CAC instead finances both franchise and independent car dealers (including the “buy here, pay here” variety) with upfront dealer advances that are secured by consumer loans. CAC services the consumer notes for up to a 20% fee of collected notes, and the dealer’s 80% advancement is repaid through consumer collection receivables to CAC. Dealers receive a holdback fee from CAC after the advance is fully repaid.

The dealer advances in the latest deal comprise 77.9% of the $737.7 million consumer notes pool balance, with the remainder for consumer notes it has purchased on a limited basis from dealers.

The level of dealer advances is lower than CAC’s most recent transaction from October, when more than 90% of the collateral pool was comprised of dealer advances.

The pool includes a large number of defaulted loans totaling $148 million, of which CAC attempts to cover through collection activity that involves wholesale auction sales of repossessed vehicles and the use of third-party collection agents (or lawyers) when vehicles sales are insufficient to pay the balance owed. 

The report from DBRS did not provide collateral details of the vehicles being financed to support the dealer advances, but noted the average used car loan is only $9,165 – less than half the average original loan balances that lie between $17,246 and $20,976 for newer vintage vehicles included in recent deals by subprime lenders Flagship Credit Acceptance, Santander Consumer USA, AmeriCredit and First Investors.  

The Class A notes are supported by initial credit enhancement of 61.2%, slightly lower than the CAALT 2016-3’s level of 64.1%. DBRS forecasts a cumulative net loss of 23.5%.

CAALT is CAC’s 20th term ABS securitization, along with 10 bank-sponsored facilities, that the company has placed in the market since 1998. This is the first securitization without chairman and founder Donald Foss, who in January retired from the company’s board of directors.

Foss launched the Detroit-area firm in 1972 as an early forerunner to the subprime auto loan industry. The company went public in 1992, and Foss led the company as chief executive in 2001. At the end of 2016, CAC had a market cap in excess of $4.5 billion.

While innovating the subprime lending field (Foss was added to an industry’s “Buy Here, Pay Here” hall of fame in 2015), Foss and CAC’s management have run into legal hurdles with regulators in recent years. According to Bloomberg, CAC has been hit with at least five state and federal investigations into its origination, lending and collections practices since December 2014.

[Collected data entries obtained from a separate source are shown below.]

PR #12, opened 2015-02-19
Intial commit for ABB irb_1600 support package

asct:


abb_irb1600_support/CHANGELOG.rst
```diff
@@ -0,0 +1,13 @@
+^^^^^^^^^^^^^^^^^^^^^^^^^^^^^^^^^^^^^^^^^
```
gavanderhoorn, line 1: This seems strange: has this pkg been released already?

abb_irb1600_support/config/joint_names_irb1600.yaml
```diff
@@ -0,0 +1 @@
+controller_joint_names: ['joint_1', 'joint_2', 'joint_3', 'joint_4', 'joint_5', 'joint_6']
```
gavanderhoorn, line 1: The name of this file should actually include the variant specific suffixes ('12'?).

gavanderhoorn:
Some comments. I've opted to not do them inline this time:
- meshes have uppercase file extensions (keep everything lower case)
- multiple references to IRB 2400 (launch files)
- variant suffix (`_12`) seems not specific enough. Assuming `12` is actually '1.2', is this the `6 / 1.2` or `10 / 1.2` (from [here](http://www08.abb.com/global/scot/scot241.nsf/veritydisplay/3b0491a94bd700a248257c71004ef393/$file/PR10282EN_R8.pdf))?
- variant suffix should be used throughout (file names, content, directory names)
- if meshes are usable for all models, `meshes` subdir should not include variant suffix (or at least split out the common ones)
- what is the 'base model' of the IRB 1600 (pkg manifest)?
- which data sheets were used, specifically (url) (pkg manifest)?
- the package is in `abb_experimental`, not in `abb` (pkg manifest)
- urdf and xacro seem out-of-sync: orientation of `tool0` is `0 1.57079 0` in urdf, but `0 .57079 0` in xacro?
- indentation in xacros should be two spaces per level
- xml elements in xacro should be as much as possible formatted as single lines (origin elements fi), unless they have child elements (easily solved with something like [xmlprettyprint.com](http://xmlprettyprint.com/)
- `calibration` and `dynamics` elements should be removed (or updated, `0` seems like default values)

culletom:
Just FYI, I remember coming across a pull request for this model before, see [here](https://github.com/ros-industrial/abb/pull/31). From the discussion it seems like it was meant to be pulled into abb_experimental, but that didn't end up happening. Still might be worth referencing though.

gavanderhoorn:
On 20/02/15 13:05, Mark Culleton wrote:

> Just FYI, I remember coming across a pull request for this model before, see [here](https://github.com/ros-industrial/abb/pull/31). From the discussion it seems like it was meant to be pulled into abb_experimental, but that didn't end up happening. Still might be worth referencing though.

yep, true.

If this PR uses any of the files from the old one, it would be nice to 
mention @Samsagax.

Samsagax:
I think they are, but for another branch I pushed in my personal fork. Is this by any chance the one asked for by Paul?

Here is my branch if you want to compare: https://github.com/Samsagax/abb/tree/hydro-devel-add-irb-1600

(or you can just pull mine, it has all that's needed for the 1600-1.2 version)

asct:
Joaquín,

This is the same URDF that Paul requested I just created the support package for it and I’m going to create another one for the irb_1600/1.45 

Ahmed Abdelmawgoud 

Research Engineer 

Robotics and Automation Engineering 

Office: (210)522-6027

Cell:    (210)284-6664

 mailto:aabdelmawgoud@swri.org aabdelmawgoud@swri.org

robotics.swri.org

Samsagax:
Actually it's great. I was about to make it too, but I switched jobs and no longer had a physical manipulator to test it. This raises the question (again I think?) about naming convention for different variations of same robot model. We should have:
- irb_1600_6_12
- irb_1600_10_12
- irb_1600_6_145
- irb_1600_10_145

I think there are some common meshes and each variant uses a particular combination of those (links 2, 3, 4 are the variants from the top of my head). So all meshes should be in a common directory and suffix the variants. Don't you think?

gavanderhoorn:
@Samsagax: that would indeed be a possible naming scheme.

As to the meshes: any meshes that can be shared between variants, should end up in a common directory (`irb1600`). The variants can then store any specific meshes in variant specific directories (ie `irb1600_6_12` etc).

We need to make sure that variant naming is very precise, so as to not to make the same mistake as with some of the other pkgs in the `abb` repository (see ros-industrial/abb#47).

Levi-Armstrong:
I reviewed most of the ABB robots and they can be described by Model, Payload and Reach as suggested by @Samsagax. The possible issue could be the removal of the decimal in the case where the robot has a payload of 1.2 and 12 which is unlikely since most industrial robot payloads are advertised as integers. 

A suggested fix could be replace the decimal with a letter like p which would 1p2 and 12 which I don't particular like but it would eliminate the possible issue.

gavanderhoorn:
Apart from the naming (for which we have at least _some_ guidelines [here](http://wiki.ros.org/Industrial/Tutorials/SuggestedPackageLayoutNewRepositories#General)), the other issues with this PR need to be addressed before it can be merged.

AustinDeric:
@asct are you still working on this?  If not, i am going to make the changes, close this PR and open a new one.

Thank you!

AustinDeric:
I talked to @asct and he said i could close this PR and open a new one for the fixes.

The company is now facing a new investigation by the Federal Trade Commission that CAC disclosed in an SEC filing last Friday. CAC announced it received a civil investigative demand in November from the FTC over the installation of GPS-enabled “start interruptor” devices on consumers’ cars.  The devices allow dealers to disable cars remotely due to late payments and repossess them, often to feed a business model that churns older vehicles repeatedly through the sales channel to other customers with poor credit histories.

First Investors

First Investors debut 2017 securitization is a series of six fixed-rate notes secured by the receivables of 9,971 used subprime car loans with a principal aggregate balance of $200 million. The transaction includes a $25 million pre-funding account.

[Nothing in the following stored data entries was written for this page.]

Issue #10, opened 2015-02-19
irb120: meshes can probably be decimated


gavanderhoorn:
Not really high-priority, but some of the visual meshes can probably be decimated a bit. That shouldn't have an effect on visual quality.

PR #13, opened 2015-02-25
Fix #11, recreated stl and urdf to remove odd transformation

### LINKED ISSUE #11: irb120: 'odd' transforms between joints
Some of the joints in the IRB 120 (T) urdfs have transforms where a translation is defined over more than 1 axis, and for which these translations are sometimes very small (< 1mm fi). While this is perfectly legal, most industrial robots have relatively simple kinematic chains, where axes are only offset in one dimension.

The `base->tool0` transform is probably ok, but transforming points into any of the intermediate frames could give incorrect results (when compared to the industrial controller).

This may be a consequence of using the SolidWorks to URDF converter, as it has a tendency to place joints at strange locations.

Levi-Armstrong:


gavanderhoorn:
Looking good. This solves #11 as far as I can tell.

(only nitpick is rotation necessary for the `base_link` mesh, but the s2u exporter always does that to me as well).

Levi-Armstrong:
Yea, it was bothering me too; I went ahead and fixed the unnecessary
rotation.

On Wed, Feb 25, 2015 at 1:55 AM, G.A. vd. Hoorn notifications@github.com
wrote:

> Looking good. This solves #11
> https://github.com/ros-industrial/abb_experimental/issues/11 as far as
> I can tell.
> 
> (only nitpick is rotation necessary for the base_link mesh, but the s2u
> exporter always does that to me as well).
> 
> —
> https://github.com/ros-industrial/abb_experimental/pull/13#issuecomment-75919522
> .

## 

Levi Armstrong

gavanderhoorn:
Nice. If I may suggest: just squash this into one commit.

Levi-Armstrong:
@gavanderhoorn, Did I performed the squash correctly; it looks correct but
want to make sure before it is merged?

On Wed, Feb 25, 2015 at 8:48 AM, G.A. vd. Hoorn notifications@github.com
wrote:

> Nice. If I may suggest: just squash this into one commit.
> 
> —
> https://github.com/ros-industrial/abb_experimental/pull/13#issuecomment-75972115
> .

## 

Levi Armstrong

gavanderhoorn:
Looks ok to me.

culletom:
@Levi-Armstrong thanks for the fixes. Could I just ask how you went about
this, so that I can improve any future commits? Also, does this address
issue #10 <https://github.com/ros-industrial/abb_experimental/issues/10> as
well?

On 26 February 2015 at 07:25, G.A. vd. Hoorn <notifications@github.com>
wrote:

> Looks ok to me.
>
> —
> <https://github.com/ros-industrial/abb_experimental/pull/13#issuecomment-76133522>
> .
>



-- 
*Mark Culleton*

PhD Candidate
Robotics Research Group
Department of Mechanical & Manufacturing Engineering
Trinity College Dublin
Funding Body: Irish Research Council
E: culletom@tcd.ie
P: (+353) 86 1772095

culletom:
Tried editing my previous comment, but for some reason the pull request page keeps crashing so can't get a chance. Realized after I posted that the visual meshes are similar to before, but perhaps they could be decimated before this commit? I also noticed the number of faces in the collision meshes have increased, which is slowing down the motion planner in moveit, so perhaps they could be reduced too? If not then I can do both of these in a separate pull request.

gavanderhoorn:
@culletom: lets leave the decimation for another PR. It's not terribly important, and I'd rather have separate PRs.

> I also noticed the number of faces in the collision meshes have increased, which is slowing down the motion planner in moveit, so perhaps they could be reduced too?

Are you really seeing an impact on planning time with these meshes? I just checked and they are around 2K faces for `link_2.stl` fi, which doesn't seem excessive (but lower is always good, as long as it still faithfully represents the geometry).

culletom:
Ok that is fair enough, I'll submit a separate PR at a later stage. Yea
there is a notable difference in planning times for me, but I guess it can
be put down to my computer's specs.

Levi-Armstrong:
@culletom, No problem, I start by finding the product specification
document for the robot which contains a diagram of the kinematics. I use
this as a guide to layout each joint frame such that each transformation
occurs along one axis and are on the same plane, which is usually possible
with most industrial robots. This also allows for someone to easily compare
the urdf to the product specification to verify the kinematics are
correctly defined. In this case I used SolidWorks to accomplish this task.
I define the axis for joint 2, 3, & 5 using a geometric feature of the CAD
model followed by finding the intersection with the axis and the xz-plane
defining the origin of the frame for joint 2, 3, & 5. I then check the
measurement from the base frame to the these frames and it should match the
diagram, if not then the geometric feature used to create the axis was not
the correct surface to use or the assembly was created incorrectly. Joint 4
is similar but I find the intersection between its axis and the yz-plane to
define the origin of joint 4 and for joint 6, I find the intersection
between axis 4 and the plane of the mount flange to define the origin of
joint 6.  Hope this helps.

On Thu, Feb 26, 2015 at 3:53 AM, Mark Culleton notifications@github.com
wrote:

> @Levi-Armstrong thanks for the fixes. Could I just ask how you went about
> this, so that I can improve any future commits? Also, does this address
> issue #10 https://github.com/ros-industrial/abb_experimental/issues/10
> as
> well?
> 
> On 26 February 2015 at 07:25, G.A. vd. Hoorn notifications@github.com
> wrote:
> 
> > Looks ok to me.
> > 
> > —
> > Reply to this email directly or view it on GitHub
> > <
> > https://github.com/ros-industrial/abb_experimental/pull/13#issuecomment-76133522
> > 
> > .
> 
> ## 
> 
> _Mark Culleton_
> 
> PhD Candidate
> Robotics Research Group
> Department of Mechanical & Manufacturing Engineering
> Trinity College Dublin
> Funding Body: Irish Research Council
> E: culletom@tcd.ie
> P: (+353) 86 1772095
> 
> —
> https://github.com/ros-industrial/abb_experimental/pull/13#issuecomment-76150301
> .

## 

Levi Armstrong

culletom:
@Levi-Armstrong thanks that will be very helpful next time I'm creating a
urdf

gavanderhoorn:
Note btw that the translations shown in the spec sheets don't always correspond to the D-H data (or similar) the controller is using. This means that transforms to intermediate frames may still no be completely identical to the data the controller would come up with (if it has that capability).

The capital structure includes a $130 million Class A-1 tranche due 2021 and a $38.41 million series Class A-2 notes due 2022. Both have preliminary ‘AAA’ ratings from Kroll.

According to a presale report from KBRA, the loans issued through its network of 2,121 franchise dealerships have an average size of $20,058, an interest rate of 13.64% and original term lengths of 70 months. The weighted average borrower FICO score is 587, slightly lower than those of subprime lenders like Flagship and Santander Consumer USA.

One of the key changes from First Investors’ most recent deal in 2016 was a greater concentration of direct-loan refinancings in the pool. Last year more nearly 87% of the loans were indirect loans through dealers; the latest transaction has that reduced to 78.47%.